# wood carving pit bull



## texasgame (Oct 4, 2011)

here is something i did the other night when i got bored i have this tattoed on my right arm but i dident do the spikes on the collar let me know what you think. i am definatly thinking about making wall hanging clocks like this


----------



## angelbaby (Feb 4, 2010)

LOL its early and I couldnt find the pitbull lol, but then looked at the tatt and ralize i was looking at it sideways. I found it finally lol. thats pretty cool.


----------



## texasgame (Oct 4, 2011)

Hahaha thanks ya I've had tons of people ask me y I got a lion tattoed on me lol. I cant figure out how to get it to post right


----------



## aus_staffy (Nov 10, 2009)

A man of many talents! Very nice work, tex.

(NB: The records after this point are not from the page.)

PR #1752, opened 2020-10-11
Takeaway Challenge 

CamLogie:


lib/menu.rb
```diff
@@ -0,0 +1,19 @@
+class Menu
+
+  def initialize
+    @menu = {
```
jotkafomat, line 4: It would be better for future to use to have option to initialise menu with different dishes so, I think its better to use constant here and use it as default value.

lib/menu.rb
```diff
@@ -0,0 +1,19 @@
+class Menu
```
jotkafomat, line 1: Nice class separation!

lib/basket.rb
```diff
@@ -0,0 +1,35 @@
...
+    def basket
+      @basket
+    end
+
+    def order_total
+      @order_total
+    end
+
+    def add_to_basket(item, quantity)
+      if valid_item?(item)
```
jotkafomat, line 20: I like the idea that you're checking if item is valid.
For clarity I would put raise statement first before if statement

lib/basket.rb
```diff
@@ -0,0 +1,35 @@
...
+        @basket << {item => quantity}
+        @order_total += @menu[item] * quantity
+      else raise "Not a valid item, please select again"  
+      end
+    end
+
+    private
```
jotkafomat, line 27: good use of private

lib/order_takeaway.rb
```diff
@@ -0,0 +1,20 @@
+require_relative 'basket'
+require_relative 'print'
+require_relative 'text'
+require_relative 'menu'
+
+class OrderTakeaway
```
jotkafomat: Is it more like class Text - which can send a confirmation?

lib/print.rb
```diff
@@ -0,0 +1,29 @@
+require_relative 'basket'
+
+class Print
```
jotkafomat, line 3: Again, very good class separation!

spec/basket_spec.rb
```diff
@@ -0,0 +1,35 @@
...
+    end 
+  end
+
+  describe 'order_total' do 
+    it 'begins with a value of zero' do
+    expect(subject.order_total).to eq 0
+    end
+  end 
+
+  describe 'add_to_basket(item)' do
```
jotkafomat, line 17: Instead of hardcoding your menu item you could create mock let (:menu) {double :menu} and then expect menu.menu to receive ([{"Double double" => 1}])
(I'll check the syntax when I finish review)

spec/basket_spec.rb
```diff
@@ -0,0 +1,35 @@
...
+
+    it 'adds an item and quantity to the basket which is a hash' do
+    subject.add_to_basket("Double Double", 1)
+    expect(subject.basket).to include({"Double Double" => 1})
+    end
+
+    it 'adds an items price to the order total' do
```
jotkafomat, line 24: same as above

spec/menu_spec.rb
```diff
@@ -0,0 +1,12 @@
+require 'menu'
+
+describe Menu do
```
jotkafomat, line 3: It tests state rather then behaviour but I can't think of how you could change that one.

spec/print_spec.rb
```diff
@@ -0,0 +1,32 @@
...
+    let(:menu) { {"Double Double" => 4,
+        "Cheeseburger" => 3,
+        "Hamburger" => 2,
+        "French Fries" => 1,
+        "Milkshake" => 1,
+        "Small Soda" => 1 }
+    }
+    let(:basket) {Basket.new}
+
+    it '#print_menu(menu) should print a hash to the console' do
```
jotkafomat, line 16: Good use of mocking!

spec/print_spec.rb
```diff
@@ -0,0 +1,32 @@
...
+        expect { subject.print_menu(menu) }.to output("Double Double: $4\nCheeseburger: $3\nHamburger: $2\nFrench Fries: $1\nMilkshake: $1\nSmall Soda: $1\n").to_stdout
+    end
+
+  describe 'Printing related to baskets' do
+
+    before do
```
jotkafomat, line 22: I'm not sure but I think you should use allow/expect syntax over here.

PR #30, opened 2016-08-27
Allow archiving tasks

### LINKED ISSUE #5: Allow archiving an issue/PR
From the list of issues and pull requests that match a given rule, I should be able to archive one such that it no longer shows in the list. This doesn't have to do anything with the issue/PR on GitHub, it just needs to be suppressed in this app.

It would be nice if there is activity on the issue/PR on GitHub that it would become un-archived in the app.

cheshire137:
- Fixes #5 by hiding a task from the list if it is archived.
- Persists archived and snoozed tasks so they remain archived/snoozed when you exit and restart the app.
- Adds a refresh button so you can fetch the latest issues and pull requests matching your filter from GitHub.
- Uses a pull request icon for pull requests, instead of an issue icon.
- Displays the repository each issue/pull request is coming from.

Here's a sample of what the persistent JSON storage file looks like:

```
% cat /Users/cheshire137/Library/Application\ Support/Electron/config.json
{
    "Mentions me": "is:open mentions:cheshire137",
    "rules": [
        "Mentions me"
    ],
    "issue-92485268": "2016-08-27T18:23:57.079Z",
    "archived": [
        "issue-92485268"
    ]
}
```

/cc @probablycorey

### DIFF
--- a/src/reducers/reducer.js
+++ b/src/reducers/reducer.js
@@ -45,6 +45,15 @@ function snoozeTasks(tasks) {
   })
 }
 
+function archiveTasks(tasks) {
+  return tasks.map(task => {
+    if (task.isSelected) {
+      return Object.assign({}, task, { archive: true })
+    }
+    return task
+  })
+}
+
 function tasksReducer(tasks = [], action) {
   switch (action.type) {
     case 'TASKS_EMPTY':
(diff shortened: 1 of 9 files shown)


src/reducers/reducer.js
```diff
@@ -1,51 +1,132 @@
...
+      archivedTasks.push(task)
+      return Object.assign({}, task, { archivedAt })
+    }
+    return task
+  })
+  writeChanges(archivedTasks, ARCHIVED_KEY)
+  return updatedTasks
+}
+
+function tasksReducer(tasks = [], action) {
```
cheshire137, line 111: Renamed the function to avoid a warning about the `tasks` parameter having the same name as the `tasks` function.

cheshire137:
Landing this using @probablycorey's rule of "you can land it anyway if I haven't gotten around to looking at it."

In we gooooooo!

PR #32, opened 2016-08-28
Add menus, About page

### LINKED ISSUE #19: Have reasonable menus
As seen in Windows 10:

gh-notifications-snoozer-menu

We won't need most of those menus. A Help menu with 'About' and even 'Help' suboptions would be good.

cheshire137:
Fixes #19 by adding an application-wide menu. There seems to be a bug right now where the app thinks its name is 'Electron' even though 'name' and 'productName' are both specified in package.json. Likewise, it says the wrong version on the About page, coming from `app.getVersion()`.

This also sets the title of the window based on which view you're on.

/cc @probablycorey

### DIFF
--- a/config.json.example
+++ b/config.json.example
@@ -1,4 +1,5 @@
 {
   "githubApiUrl": "https://api.github.com",
-  "searchQuery": ""
+  "searchQuery": "",
+  "bugReportUrl": "https://github.com/cheshire137/gh-notifications-snoozer/issues/new"
 }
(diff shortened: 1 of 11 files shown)


cheshire137:
I'm going to land this one @probablycorey, but I'd appreciate your thoughts on how we could fix the problem where the app thinks it's "Electron" of a different version than what we specify in package.json. It's being silly.

PR #47, opened 2016-09-04
Allow setting access token in the app

### LINKED ISSUE #44: Add ability to set auth token within the app
The instructions require creating a .env file with a personal GitHub access token in it in order to use the app. We could make this easier for the user by allowing them to paste in their access token or choose it from a file on their computer.

cheshire137:
Fixes #44 by adding a form in the app where the user can set their GitHub access token.

screen shot 2016-09-04 at 5 19 16 pm
screen shot 2016-09-04 at 5 19 04 pm

/cc @probablycorey


cheshire137:
Opened #52 as a way to further enhance this.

(Full disclosure: I also looked at it for a solid minute before I realised it was sideways)


----------



## texasgame (Oct 4, 2011)

hahaha I guess I shoulda have put that as the title lol. I dident know how to fix it and it is one of the only pictures i uploaded that day to stay sidways.


----------



## ThaLadyPit (Oct 12, 2008)

very cool! Took me a second to notice it was sideways, also, but since i'm viewing on my phone, i just turned it and was able to see it just fine lol. You got some talent there. Keep it up & you can go far!


----------